Using FDBPM, light was propagated down a single simplified cone receptor, as we previously presented (ARVO 2017). The cone model consisted of 3 segments: myoid, ellipsoid, and outer segment. Where there is a transition from one refractive index to another, the reflected field was calculated using the Fresnel equations and propagated back (Fig. 1). The returned fields were then used to calculate the power falling on a detector via convolution. As there is evidence from OCT that junctions at the inner/outer segment interface (IS/OS) and at the OS tip consist of multiple reflectors, small extracellular gaps at these locations were built into the model. Interference effects between reflections were also included. By moving the input beam across the cone, the scanning of an AOSLO system is mimicked and en-face cone images could be created. The model was also used to calculate AO-OCT intensity profiles.The distribution of modelled cone reflectivity was compared to a distribution measured in vivo, captured during 325 psychophysical threshold tests in 3 subjects. Modelled images were generated using randomly selected gap sizes for each cone drawn from gap estimates (Jonnal et al., 2017).

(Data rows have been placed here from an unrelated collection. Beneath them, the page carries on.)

PR #274, opened 2016-06-20
Revert passing in meta.context to createObject in construct

stephenmdangelo:
This was added in 2c7b240

By forcing the context for createObject in "construct" to that of the
calling context, it stops a new context Object from being created with
the Component's context as a prototype.  This will then cause changes
to the newly created Item's context to creep into the passed in
componentContext.

### DIFF
--- a/src/engine/qml.js
+++ b/src/engine/qml.js
@@ -247,6 +247,11 @@ function construct(meta) {
         // Currently we support only 1,2 and 4 and use order: 4,1,2
         // TODO: engine.qmldirs is global for all loaded components. That's not qml's original behaviour.
         var qdirInfo = engine.qmldirs[meta.object.$class]; // Are we have info on that component in some imported qmldir files?
+
+        /* This will also be set in applyProperties, but needs to be set here
+         * for Qt.createComponent to have the correct context. */
+        _executionContext = meta.context;
+
         if (qdirInfo) {
             // We have that component in some qmldir, load it from qmldir's url
             component = Qt.createComponent( "@" + qdirInfo.url);
--- a/src/engine/qml.js
+++ b/src/engine/qml.js
@@ -255,7 +255,7 @@ function construct(meta) {
             component = Qt.createComponent(meta.object.$class + ".qml");
 
         if (component) {
-            var item = component.createObject(meta.parent, {}, meta.context);
+            var item = component.createObject(meta.parent);
 
             if (typeof item.dom != 'undefined')
                 item.dom.className += " " + meta.object.$class + (meta.object.id ? " " + meta.object.id : "");
--- a/src/modules/QtQml/Component.js
+++ b/src/modules/QtQml/Component.js
@@ -18,18 +18,16 @@ QMLComponent.getAttachedObject = function() { // static
     return this.$Component;
 }
 
-QMLComponent.prototype.createObject = function(parent, properties, componentContext) {
+QMLComponent.prototype.createObject = function(parent, properties) {
     var oldState = engine.operationState;
     engine.operationState = QMLOperationState.Init;
     // change base path to current component base path
     var bp = engine.$basePath; engine.$basePath = this.$basePath ? this.$basePath : engine.$basePath;
 
-    if (!componentContext) componentContext = this.$context;
-
     var item = construct({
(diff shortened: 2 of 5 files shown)


stephenmdangelo:
Now, I don't know if @pavelvasev had a good reason for wanting to use the `meta.context` in `construct` instead of the Component's context as the base context.  Maybe the actual solution is to use the passed in `componentContext` in `Object.create` if it is passed in, instead of the Component's `$context`?

akreuzkamp:
+1 from me. 2c7b240 infact replaces standard behavior by non-standard behavior. Inline components are supposed to have the context of wherever they're defined and *not* where they're instanciated. The  same applies for components that are created using Qt.createComponent. The context is determined by the call to Qt.createComponent and not by the call to Component.createObject.
We should, though, wait for @pavelvasev to respond.

ChALkeR:
@akreuzkamp Actually, that change was reverted by @pavelvasev on his branch in cfb28a087285c68e5b76147fa1fe9440015bfc63. It also re-introduces passing `meta.context` to `Qt.createComponent`, which this PR doesn't do (it's useless now).

stephenmdangelo:
I have found a test-case that fails with this revert.  I've pushed it to the repo. I came across it while updating my use-case of qmlweb to use the latest master code.  I think there is some recent commit that now requires this change to work properly.  I will try and investigate to find what that is.

stephenmdangelo:
Yes, it's what I suspected re: `meta.context` vs `_executionContext`.  I've pushed a pretty hacky fix... any other ideas are welcome!

stephenmdangelo:
So, I'm thinking the best approach may be to create an internal `createComponent` method (maybe on QMLEngine) that takes a filename and a context.  This can be called from `Qt.createComponent` with `_executionContext` passed in, and from `construct` with `meta.context` passed in.

It can also be called from anywhere we currently call `new QMLComponent` (e.g. `loadQMLTree`, `createQmlObject`, `Loader.sourceChanged`, `Loader.sourceComponentChanged`), and will take care of setting the Component's `$basePath`, `$file` and `$imports` and calling `engine.loadImports` (this code is all duplicated in each of the aforementioned uses of `new QMLComponent`, except for `Loader`, which doesn't set `$basePath` or call `engine.loadImports`, breaking relative file paths).

I'll push some commits to this branch when I have them working, but I'm still open to other ideas.

ChALkeR:
So, what's going on here?

@akreuzkamp, does this look good to you in the current state?
If yes, let's just merge it — I don't think we should wait for @pavelvasev response here, given that that change was reverted in his branch =).

stephenmdangelo:
@ChALkeR I've rebased on master to solve the conflict.

> So, what's going on here?

The extra argument to `Qt.createComponent` was required because `_executionContext` is not always the context you want to pass on to the created `Component`.

I've solved the previously-failing test-case I added in this branch by just setting `_executionContext` around the call to `Qt.createComponent`.  Though I feel that my suggestion in https://github.com/qmlweb/qmlweb/pull/274#issuecomment-227746754 would be a cleaner solution.  I just wanted to get the go-ahead before diving into that level of refactoring.

src/engine/qml.js
```diff
@@ -234,15 +234,21 @@ function construct(meta) {
...
+        _executionContext = meta.context;
+
         if (qdirInfo) {
             // We have that component in some qmldir, load it from qmldir's url
             component = Qt.createComponent( "@" + qdirInfo.url);
         }
         else
             component = Qt.createComponent(meta.object.$class + ".qml");
 
+        _executionContext = oldExecutionContext;
```
akreuzkamp: I don't think that resetting the context here is required. Have you seen any errors, when omitting this? Instead we should just move setting `_executionContext` up, from `applyProperties` to here.

stephenmdangelo: @akreuzkamp, yes that should work fine. Though I think we need to keep line 365, as `applyProperties` is called manually by the QMLListElement constructor.

akreuzkamp:
lgtm :)

ChALkeR:
Merged in d7466f2ca92d17c55155e7438cf5b15c2c768a4b...f485359abc5dd8941def3b721be0846333606381, thanks!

The modelled OCT profile had broadened widths for the IS/OS and OS tip reflections and had typical relative amplitudes. Variation in modelled cone reflectivity was similar to the values seen in AOSLO images (Fig. 2). The intensity profile of each cone’s reflection appeared Gaussian, like those imaged invivo.

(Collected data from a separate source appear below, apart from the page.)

PR #683, opened 2020-08-11
adding front end support for batch comparison audit creation

### LINKED ISSUE #638: Add audit type options to Create New Audit page
User Story:
As an audit admin I want to be able to choose between a ballot polling audit and a batch comparison audit when I create a new audit.

Conditions of Acceptance:
- An "audit type" section with radio buttons appears on the AA Create New/View Existing page a la the attached mockup
- "Ballot polling" and "Batch comparison" are the two options right now (we will eventually add "Batch comparison" and "Hybrid" models, and probably others in the future)
- The ballot polling option is selected by default
- You must select an option in order to create a new audit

FDBPM modelling of cone photoreceptor reflectivity is consistent with observations in both OCT and AOLSO. The agreement occurs only if multiple reflections at the IS/OS and OS tip are present and interference effects between those reflections are taken into account.
This is an abstract that was submitted for the 2018 ARVO Annual Meeting, held in Honolulu, Hawaii, April 29 - May 3, 2018.

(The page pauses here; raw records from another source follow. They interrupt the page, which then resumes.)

PR #686, opened 2020-08-12
Batch tallies file upload

jonahkagan:
- Adds a new endpoint PUT /election/{election_id}/jurisdiction/{jurisdiction_id}/batch-tallies for JAs to upload the batch tallies file, as well as corresponding GET and DELETE endpoints (copying the ballot manifest upload endpoints)
- Requires that this file be uploaded after the ballot manifest
- Validates the tallies against the ballot manifest/contest settings
- Stores the tallies as a JSON blob in Jurisdiction.batch_tallies in the format expected by the audit_math.macro module, since we always pass that module the tallies for all the batches at once
- Creates a db migration for the new Jurisdiction fields
- Adds the batch tallies file info to the AA's jurisdiction status endpoint, as well as an endpoint to download the CSV, so that we can add that to the AA jurisdiction progress screen (again copying the ballot manifest pattern)


server/api/batch_tallies.py
```diff
@@ -0,0 +1,184 @@
...
+from ..util.csv_download import csv_response
+from ..util.csv_parse import decode_csv_file, parse_csv, CSVValueType, CSVColumnType
+
+BATCH_NAME = "Batch Name"
+
+
+def process_batch_tallies_file(
+    session: Session, jurisdiction: Jurisdiction, file: File
+):
+    def process():
```
benadida, line 26: Not a huge deal, but I wonder if these internal function definitions are less efficient because they get redefined on every run of the outer function. Not a blocker here, just a thing to lookg into at some point.

server/api/jurisdictions.py
```diff
@@ -12,23 +12,25 @@
 
 
 def serialize_jurisdiction(
-    jurisdiction: Jurisdiction, round_status: Optional[JSONDict]
+    election: Election, jurisdiction: Jurisdiction, round_status: Optional[JSONDict]
 ) -> JSONDict:
-    return {
+    json_jurisdiction = {
```
benadida, line 17: should there be a simple status field that indicates the type of audit? Or is that assumed to be loaded from the election metadata?

server/bgcompute.py
```diff
@@ -97,6 +99,25 @@ def bgcompute_update_ballot_manifest_file() -> int:
...
+    )
+
+    for file in files:
+        try:
+            jurisdiction = Jurisdiction.query.filter_by(
+                batch_tallies_file_id=file.id
+            ).one()
+            process_batch_tallies_file(db_session, jurisdiction, file)
+        except Exception:
+            print("ERROR updating batch tallies file")
```
benadida, line 116: worth logging the jurisdiction ID for debugging?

Fig. 1. Normalized electric field amplitudes at the external limiting membrane (top) and along the length of a photoreceptor (bottom) for an incoming beam and for reflections off two surfaces.
Fig. 2. (A) Normalized distributions of modelled and AOSLO cone reflectivities. (B) Modelled AOSLO image. (C) AOSLO image of a cone mosaic from a normal human subject at 1.5° eccentricity.